The cytochrome profiles of terminal oxidase mutants reveal the preferred heme cofactors utilized by each enzyme. The reduced-minus-oxidized spectra of Staphylococcus aureus and isogenic terminal oxidase mutants (ΔcydA and ΔqoxA) are shown. Heme A peaks are located at 430 nm and 609 nm. AU, arbitrary units.

FIG 2

CtaB is predicted to be the heme O synthase in S. aureus. (A) Putative heme cofactor biosynthesis pathway in S. aureus. CtaA is the heme A synthase in S. aureus (21). (B) Genomic locus containing the heme cofactor biosynthesis genes in S. aureus strain Newman. 0982 denotes the locus tag NWMN_0982 (referred to herein as ctaM).

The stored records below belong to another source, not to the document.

PR #10131, opened 2026-06-17
Add Perfetto traces in shader compilation code path

trie94:
Add Perfetto traces in shader compilation code path

Also added support for Perfetto event tracing

FIXES=523327225

### DIFF
--- a/filament/backend/src/opengl/ShaderCompilerService.cpp
+++ b/filament/backend/src/opengl/ShaderCompilerService.cpp
@@ -41,6 +41,7 @@
 #include <utils/Mutex.h>
 #include <utils/ostream.h>
 #include <utils/Panic.h>
+#include <utils/sstream.h>
 
 #include <algorithm>
 #include <array>
@@ -100,6 +101,7 @@ struct ShaderCompilerService::OpenGLProgramToken : ProgramToken {
 
     ShaderCompilerService& compiler;
     CString const& name;
+    CString programString;
     FixedCapacityVector<std::pair<CString, uint8_t>> attributes;
     Program::ShaderSource shaderSourceCode;
     void* user = nullptr;
@@ -255,7 +257,7 @@ void ShaderCompilerService::init() noexcept {
         // By default, we use one thread at the same priority as the gl thread. This is the
         // safest choice that avoids priority inversions.
         uint32_t poolSize = 1;
-        JobSystem::Priority priority = mPriorityOverrideEnabled ? 
+        JobSystem::Priority priority = mPriorityOverrideEnabled ?
                 JobSystem::Priority::BACKGROUND : JobSystem::Priority::DISPLAY;
 
         auto const& renderer = mDriver.getContext().renderer;
@@ -313,6 +315,10 @@ ShaderCompilerService::program_token_t ShaderCompilerService::createProgram(
 
     // Create a token. A callback condition (handle) is internally created upon token creation.
     auto token = std::make_shared<OpenGLProgramToken>(*this, name, mPriorityOverrideEnabled);
+    utils::io::sstream ss;
+    ss << program;
+    token->programString = utils::CString(ss.c_str());
+
     if (UTILS_UNLIKELY(gl.isES2())) {
         token->attributes = std::move(program.getAttributes());
     }
@@ -348,7 +354,12 @@ void ShaderCompilerService::compileProgram(
     switch (mMode) {
         case Mode::THREAD_POOL: {
             mCompilerThreadPool.queue(priorityQueue, token,
-                    [this, &gl, program = std::move(program), token]() mutable {
+                    [this, &gl, program = std::move(program), token, priorityQueue]() mutable {
+                        UTILS_UNUSED const CompilerPriorityQueue priority = priorityQueue;
+                        FILAMENT_TRACING_EVENT(FILAMENT_TRACING_CATEGORY_FILAMENT,
+                                "compileProgram", "name", token->name.c_str_safe(),
+                                "program", token->programString.c_str_safe(),
+                                "priority", static_cast<uint32_t>(priority));
                         // The compilation job has just begun. At this point, the token's state must
                         // be either WAITING or CANCELED.
                         assert_invariant(token->state == OpenGLProgramToken::State::WAITING ||
@@ -571,7 +582,15 @@ void ShaderCompilerService::ensureTokenIsReady(program_token_t const& token) {
         case Mode::THREAD_POOL: {
             // We need this program right now, make sure the job is finished.
             if (auto job = mCompilerThreadPool.dequeue(token)) {
+                FILAMENT_TRACING_EVENT(FILAMENT_TRACING_CATEGORY_FILAMENT,
+                        "compile(Job not ready)", "name", token->name.c_str_safe(),
+                        "program", token->programString.c_str_safe());
                 job();// The job hasn't started yet, so execute it now.
+            } else if (!token->isReady()) {
+                // The job is running but hasn't finished.
+                FILAMENT_TRACING_EVENT(FILAMENT_TRACING_CATEGORY_FILAMENT,
+                        "compile(Wait)", "name", token->name.c_str_safe(),
+                        "program", token->programString.c_str_safe());
             }
 
             // This may block if the job was already taken by a thread ahead of the `dequeue`
--- a/filament/backend/src/opengl/ShaderCompilerService.cpp
+++ b/filament/backend/src/opengl/ShaderCompilerService.cpp
@@ -350,16 +350,15 @@ ShaderCompilerService::program_token_t ShaderCompilerService::createProgram(
 void ShaderCompilerService::compileProgram(
         program_token_t const& token, Program&& program) {
     auto& gl = mDriver.getContext();
-    CompilerPriorityQueue const priorityQueue = program.getPriorityQueue();
+    CompilerPriorityQueue const priority = program.getPriorityQueue();
     switch (mMode) {
         case Mode::THREAD_POOL: {
-            mCompilerThreadPool.queue(priorityQueue, token,
-                    [this, &gl, program = std::move(program), token, priorityQueue]() mutable {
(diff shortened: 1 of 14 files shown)


filament/backend/src/opengl/ShaderCompilerService.cpp
```diff
@@ -297,6 +299,10 @@ ShaderCompilerService::program_token_t ShaderCompilerService::createProgram(
 
     // Create a token. A callback condition (handle) is internally created upon token creation.
     auto token = std::make_shared<OpenGLProgramToken>(*this, name);
+    utils::io::sstream ss;
+    ss << program;
+    token->programString = utils::CString(ss.c_str());
```
show50726, line 320: I wonder why you do this instead of 
```
token->programString = utils::CString(program.getName());
```

filament/src/MaterialDefinition.cpp
```diff
@@ -670,6 +670,7 @@ Handle<HwProgram> MaterialDefinition::compileProgram(
         ProgramSpecialization const& specialization,
         backend::CompilerPriorityQueue const priorityQueue) const noexcept {
     assert_invariant(engine.hasFeatureLevel(featureLevel));
+
```
show50726: remove?

filament/src/details/MaterialInstance.cpp
```diff
@@ -473,10 +475,31 @@ void FMaterialInstance::compile(CompilerPriorityQueue const priority,
...
+                            "name", getMaterial()->getName().c_str_safe(),
+                            "variantKey", static_cast<uint32_t>(variant.key),
+                            "priority", static_cast<uint32_t>(priority));
                     prepareProgram(driver, variant, priority);
+                } else {
+                    FILAMENT_TRACING_EVENT(FILAMENT_TRACING_CATEGORY_FILAMENT,
+                            "requested variant missing",
+                            "name", getMaterial()->getName().c_str_safe(),
+                            "variantKey", static_cast<uint32_t>(variant.key),
+                            "priority", static_cast<uint32_t>(priority));
```
show50726, line 492: I'm not sure if tracing here adds much value, as it just means the material doesn't have the variant.

What I would imagine for how this tracing work is:

1. `materialInstance->prepareProgram` so we only have to add it once.
2. The point where a material instance compiles a `Critical` program. This would help us catch instances where we missed precompilation or the precompilation didn't finish in time.

@pixelflinger I'd like to know about your thoughts.

filament/backend/src/opengl/ShaderCompilerService.cpp
```diff
@@ -553,7 +564,15 @@ void ShaderCompilerService::ensureTokenIsReady(program_token_t const& token) {
         case Mode::THREAD_POOL: {
             // We need this program right now, make sure the job is finished.
             if (auto job = mCompilerThreadPool.dequeue(token)) {
+                FILAMENT_TRACING_EVENT(FILAMENT_TRACING_CATEGORY_FILAMENT,
+                        "compile(Job not ready)", "name", token->name.c_str_safe(),
```
pixelflinger: "job not ready" is a bit confusing because the if below is "!token->isReady()", so what's the difference?
Could be "compile(processing)" vs "compile(waiting)" maybe?

filament/backend/src/opengl/ShaderCompilerService.cpp
pixelflinger: ah I see, I got fooled by this too. It's because doing it like this, will log the variants too.

filament/src/details/Material.cpp
```diff
@@ -254,6 +260,10 @@ void FMaterial::compile(CompilerPriorityQueue const priority,
         FixedCapacityVector<Variant> const& variants,
         CallbackHandler* handler,
         Invocable<void(Material*)>&& callback) noexcept {
+    FILAMENT_TRACING_CALL(FILAMENT_TRACING_CATEGORY_FILAMENT,
+            "name", getName().c_str(), "variant count", variants.size(),
+            "parallel shader compilation supported",
```
pixelflinger: maybe use a shorted string, like just "supported"?

filament/src/details/Material.cpp
```diff
@@ -264,9 +274,28 @@ void FMaterial::compile(CompilerPriorityQueue const priority,
...
         }
+    } else {
+        for (UTILS_UNUSED_IN_RELEASE auto const variant : variants) {
+            FILAMENT_TRACING_EVENT(FILAMENT_TRACING_CATEGORY_FILAMENT,
+                    "parallel compilation disabled",
+                    "name", getName().c_str(),
+                    "variantKey", static_cast<uint32_t>(variant.key),
+                    "priority", static_cast<uint32_t>(priority));
+        }
     }
```
pixelflinger, line 305: these 3 logs seem high verbosity -- every variant for every materials. I would prefer to have these behind a compile time flag, or in debug build only.

filament/src/details/MaterialInstance.cpp
```diff
@@ -473,10 +475,31 @@ void FMaterialInstance::compile(CompilerPriorityQueue const priority,
...
+    } else {
+        for (auto const variant: definition.getVariants()) {
+            if (!variantFilter || variant == Variant::filterUserVariant(variant, variantFilter)) {
+                FILAMENT_TRACING_EVENT(FILAMENT_TRACING_CATEGORY_FILAMENT,
+                        "parallel compilation disabled",
+                        "name", getMaterial()->getName().c_str_safe(),
+                        "variantKey", static_cast<uint32_t>(variant.key),
+                        "priority", static_cast<uint32_t>(priority));
+            }
+        }
```
pixelflinger, line 507: same comment as above, this seems very high verbosity.

filament/backend/src/opengl/ShaderCompilerService.cpp
trie94: yeah i want the full program description. this gives me something like `Program{Filament Default Material, variant=(0x10), vertexVariant=(0x10), fragmentVariant=(0x10)}` (though sometimes the name is empty)

filament/src/details/MaterialInstance.cpp
trie94: i added this because it actually caught a bug where app-side precompilation request was asking for wrong variants. (https://github.com/google/filament/pull/10105)

filament/backend/src/opengl/ShaderCompilerService.cpp
trie94: the difference is 1) job hasn't started so kicking off now vs 2) job is running but hans't finished so waiting. maybe we don't need to distinguish the difference anyway both are waiting on the job. i merged them back.

filament/src/details/Material.cpp
trie94: i changed it to "parallel comp supported". "supported" isn't super clear maybe?

filament/src/details/Material.cpp
trie94: yeah sounds good, wrapped them with `#ifndef NDEBUG`

filament/src/details/MaterialInstance.cpp
trie94: wrapped them with `#ifndef NDEBUG`

filament/backend/src/opengl/ShaderCompilerService.cpp
```diff
@@ -348,7 +354,12 @@ void ShaderCompilerService::compileProgram(
     switch (mMode) {
         case Mode::THREAD_POOL: {
             mCompilerThreadPool.queue(priorityQueue, token,
-                    [this, &gl, program = std::move(program), token]() mutable {
+                    [this, &gl, program = std::move(program), token, priorityQueue]() mutable {
+                        UTILS_UNUSED const CompilerPriorityQueue priority = priorityQueue;
```
poweifeng: why do you need another variable here?

trie94: otherwise it fails to compile for release builds as it's unused other than tracing

poweifeng: elsewhere you put `UTILS_UNUSED_IN_RELEASE`. Should it be that here? 

But also, isn't it possible to have trace enabled for release builds?

trie94: ah actually you are right that we should be able to trace it on release builds too.

actually it was failing on non-android builds. i looked into this a bit more, and it seems that it is considered as unused for those platforms because tracing is disabled by default, thus it falls back to empty macros.

i worked around this one by getting the priority from the program instead. and i also removed `UTILS_UNUSED_IN_RELEASE` in the other file (vulkan), but i had to do a hack that i am not a super fan of: `(void) priority`. any other options that i could use for this one?

filament/backend/src/vulkan/VulkanPipelineCache.cpp
```diff
@@ -182,23 +188,29 @@ void VulkanPipelineCache::asyncPrewarmCache(
...
     // destroyed before we call createPipeline(). We can catch this in some cases, to avoid
     // compiling too many unnecessary already-destroyed-materials.
-    mCompilerThreadPool.queue(priority, token, [this, vprogram, key, dynamicOptions, cmh]() mutable {
-        if (vprogram->isParallelCompilationCanceled()) {
-            FVK_LOGD << "Skipping prewarm for a program that has been destroyed already.";
-            return;
-        }
+    mCompilerThreadPool.queue(
+        priority, token, [this, vprogram, key, dynamicOptions, cmh, priority]() mutable {
+            (void)priority; // Suppresses "unused variable" warnings when tracing is disabled
```
poweifeng: Sorry to go back and forth.  I guess here you'd need `UTILS_UNUSED` to indicate that it sometimes might be unused.  But to fix it properly, we'd probably need another macro like `UTILS_USED_WITH_TRACE`

trie94: gotcha, i added `UTILS_UNUSED_WITHOU_TRACING`. PTAL

pixelflinger (approved):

Scale bar = 250 bp.

FIG 3

Heme O is synthesized by CtaB and is required for QoxABCD function. (A) Liquid chromatography (LC) analysis of membranes isolated from wild-type (WT) staphylococci. Tandem mass spectroscopy was used to identify heme B in fraction 37. (B) LC analysis of membranes isolated from an isogenic ΔctaB deletion mutant. (C) Overnight cultures of WT S. aureus and isogenic mutants were grown at 37°C in tryptic soy broth (TSB) and streaked for isolated colonies on tryptic soy agar (TSA). The ΔcydAB ΔqoxA and ΔctaB ΔcydA mutants are respiration-arrested small colony variants.

FIG 4

In the absence of heme A synthesis, QoxABCD utilizes heme O. (A) Overnight cultures of WT S. aureus and isogenic mutants were grown at 37°C in TSB and streaked for isolated colonies on TSA. The ΔcydAB ΔqoxA mutant is a respiration-arrested small colony variant. (B) LC analysis of membranes isolated from a ΔcydAB ΔctaA mutant. Tandem mass spectroscopy was used to identify heme B in fraction 37 and heme O in fraction 52. (C) The growth of the WT and isogenic mutants of S. aureus was monitored over time by optical density at 600 nm. The final concentrations of glucose (glc) and Casamino Acids (CAS) added to the growth medium were 25 mM (open symbols) and 0.5% (red symbols), respectively. The average results from three independent experiments are shown. Error bars represent one standard deviation from the mean.

FIG 5

QoxABCD function is supported by CtaM. (A) PCR was performed on cDNA enriched from staphylococci grown at 37°C to early stationary (6 h) or late stationary (12 h) phase. RT, reverse transcriptase. (B) Overnight cultures of WT S. aureus and isogenic mutants were grown at 37°C in TSB and streaked for isolated colonies on TSA. The ΔqoxB ΔcydA and ΔcydAB ΔctaM double mutants are respiration-arrested small colony variants. (C) LC analysis of membranes isolated from the ΔctaM strain.

FIG 6

ctaB, ctaA, and ctaM homologues are conserved among respiring Firmicutes and show a strong tendency to co-occur in the same genome. The phylogenic distribution of ctaM (orange, outer ring) was mapped onto the Tree of Life (29, 45). The distributions of ctaB, the gene that encodes the heme O synthase (purple, outer ring), and of ctaA, the gene that encodes the heme A synthase (teal, outer ring), are also presented.